= Try it =
All lines from the one with "Library.FullImap(certificates)) //TODO: rename TotalImap" through the end of the records below are to be given again exactly, and nothing else.

= Provided information =
PR #2715, opened 2022-06-30
Fix initial key exchange issues

yontyon:
* **Problem Overview**  
  An initial key exchange may be invoked from 3 different threads (where we configured to start with n-f replicas):
  1. from the start thread (with sequence number 0)
  2. from the message processing thread (with sequence number 0) if VC happened
  3. from the state transfer thread in case the replica started with state transfer (with the last transferred sequence number)
These three threads may collide between themselves where we get the new key message of ourselves through the consensus (for example, if the state transfer thread  created a new candidate key before the previous one committed)
This PR is to fix these issues by adding some more conditions and constraints on the creation and committing of keys.
* **Testing Done**  
  CI tests

### DIFF
--- a/bftengine/src/bftengine/KeyExchangeManager.cpp
+++ b/bftengine/src/bftengine/KeyExchangeManager.cpp
@@ -237,6 +237,10 @@ void KeyExchangeManager::sendKeyExchange(const SeqNum& sn) {
     LOG_INFO(KEY_EX_LOG, "we already have a candidate for this sequence number, trying to send it again");
     msg.pubkey = candidate_private_keys_.generated.pub;
     msg.repID = repID_;
+    SeqNum new_sn = sn;
+    if ((sn - candidate_private_keys_.generated.sn) / checkpointWindowSize < 2)
+      new_sn = candidate_private_keys_.generated.sn;
+    candidate_private_keys_.generated.sn = new_sn;
     msg.generated_sn = candidate_private_keys_.generated.sn;
     msg.epoch = EpochManager::instance().getSelfEpochNumber();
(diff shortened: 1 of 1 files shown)


bftengine/src/bftengine/KeyExchangeManager.cpp
```diff
@@ -229,9 +232,21 @@ void KeyExchangeManager::sendKeyExchange(const SeqNum& sn) {
...
+                 sn, candidate_private_keys_.generated.sn));
+    return;
+  }
   KeyExchangeMsg msg;
-  if (sn == candidate_private_keys_.generated.sn && !candidate_private_keys_.generated.cid.empty()) {
-    LOG_INFO(KEY_EX_LOG, "we already have a candidate for this sequence number, trying to send it again");
+  // Notice, that a replica always sends candidates in acsending oreder, this means that in every prePrepare message,
+  // even if it consist two KEY-EXCHANGE messages from the same replica, the first one will always be possessed before
+  // the later one
+  if (sn > 0 && sn - candidate_private_keys_.generated.sn / checkpointWindowSize < 2 &&
```
nkumar04, line 245: `if (sn > 0 && (sn - candidate_private_keys_.generated.sn) / checkpointWindowSize < 2 &&
      !candidate_private_keys_.generated.cid.empty()) {`

Did you mean this?

yontyon: good catch!
Thanks

toly-kournik (approved):
LGTM!
Minimalist and elegant change !

eyalrund (approved):

PR #2716, opened 2022-06-30
Fix a bug when reaching the maximal size of pre-prepare

yontyon:
* **Problem Overview**  
  When reaching the limit of prePrepare message size we need to break the loop where we add requests. However, a bug was found where we compare the client message to the overall size before adding the requests causing to deletion of all extra client request messages.
* **Testing Done**  
  CI


yuliasherman (commented):
The fix looks correct, but it has to be tested using a unit test and/or Apollo test.

PR #2719, opened 2022-07-03
Unblock message-processor during initial startup/key-exchange while view change occurs

ukg19:
* **Problem Overview**  
Calls to `KeyExchangeManager::instance().sendInitialKey(currentPrimary());` is made from two different threads, 
(1) from the thread that starts the replica
(2) from the message processing thread right after the justified VC, (part of view change callback)
But `sendInitialKey` method has a mutex which means that this method will be blocked for 60 seconds as inside it, it tries to connect to primary for 60 seconds(starts under assumption that replica 0 will be primary). At the same time, if a view change has occurred and primary has changed, it will still be blocked and keep trying to connect to replica 0 for 60 seconds. Thus message processing thread is not able to enter `sendInitialKey` method, as it has to be protected by mutex and the other thread working inside it will not leave for 60 seconds. 
During this, other replicas might start with their message processing but this replica will be delayed as message processing is blocked. Due to delayed processing, and when time-service enabled, it can cause to additional view changes as PPM message processing in such replicas will be delayed making client request message timeout.
**Fix**: Instead of waiting for a fixed primary, I made provision to get current primary inside sendInitialKey function, so that it knows in real time, which primary to connect.
* **Testing Done**  
Added an apollo test case to test this scenario.
Ran test 100 times, to check the fix and stability after adding the fix.

### DIFF
--- a/bftengine/include/bftengine/KeyExchangeManager.hpp
+++ b/bftengine/include/bftengine/KeyExchangeManager.hpp
@@ -23,7 +23,7 @@
 namespace bftEngine::impl {
 
 class IInternalBFTClient;
-
+class ReplicaImp;
 typedef int64_t SeqNum;  // TODO [TK] redefinition
 
 class KeyExchangeManager {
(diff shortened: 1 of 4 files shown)


yontyon (approved):
LGTM!
Thanks

nkumar04 (commented):
LGTM!!
Thanks!

HristoStaykov (approved):
LGTM! Thanks for fixing this situation @ukg19 ! It is great that we also have it covered with an Apollo test.

nityavasudevan:
Thanks for uncovering this corner case and fixing Utkarsh!

nityavasudevan (approved):

PR #2721, opened 2022-07-06
Restart recovery test workflow stability improvements

titusen:
Nightly restart_recovery suite is unstable. These are minor improvements.

Testing: On local VM reproduction rate in test_restarting_replica_during_system_is_in_view_change_next_primary_down got sufficiently low.


teoparvanov (approved):
LGTM - let's see if this improves the stability of the nightly run. Otherwise, it's maybe an indication of an actual bug in the product?

PR #2723, opened 2022-07-06
Dafny SBFT: model execution & checkpoint protocol

HristoStaykov:
* **Problem Overview**  
  Checkpoint generation/collection implemented in honest replicas. This gives the opportunity for us to limit the Working Window size. All infinite maps we used in the Working Window in Replicas are now converted to finite maps.
* **Testing Done**  
  This change is related to the formal model and does not affect the executable code.

### DIFF
--- a/docs/sbft-formal-model/messages.dfy
+++ b/docs/sbft-formal-model/messages.dfy
@@ -74,7 +74,9 @@ module Messages {
                      | Commit(view:ViewNum, seqID:SequenceID, operationWrapper:OperationWrapper)
                      | ClientRequest(clientOp:ClientOperation)
                      | ViewChangeMsg(newView:ViewNum, certificates:imap<SequenceID, PreparedCertificate>) // omitting last stable because we don't have checkpointing yet.
-                     | NewViewMsg(newView:ViewNum, vcMsgs:ViewChangeMsgsSelectedByPrimary) {
+                     | NewViewMsg(newView:ViewNum, vcMsgs:ViewChangeMsgsSelectedByPrimary) 
+                     | CheckpointMsg(seqIDReached:SequenceID)
+                     {
                        predicate WF() {
                          && (ViewChangeMsg? ==> Library.FullImap(certificates)) //TODO: rename TotalImap
                        }
--- a/docs/sbft-formal-model/messages.dfy
+++ b/docs/sbft-formal-model/messages.dfy
@@ -17,7 +17,7 @@ module Messages {
   import opened HostIdentifiers
   import Network
 
-  type SequenceID = nat
+  type SequenceID = k:nat | 0 < k witness 1
   type ViewNum = nat
 
   datatype ClientOperation = ClientOperation(sender:HostId, timestamp:nat)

= Written response =
                          && (ViewChangeMsg? ==> Library.FullImap(certificates)) //TODO: rename TotalImap
                        }
--- a/docs/sbft-formal-model/messages.dfy
+++ b/docs/sbft-formal-model/messages.dfy
@@ -17,7 +17,7 @@ module Messages {
   import opened HostIdentifiers
   import Network
 
-  type SequenceID = nat
+  type SequenceID = k:nat | 0 < k witness 1
   type ViewNum = nat
 
   datatype ClientOperation = ClientOperation(sender:HostId, timestamp:nat)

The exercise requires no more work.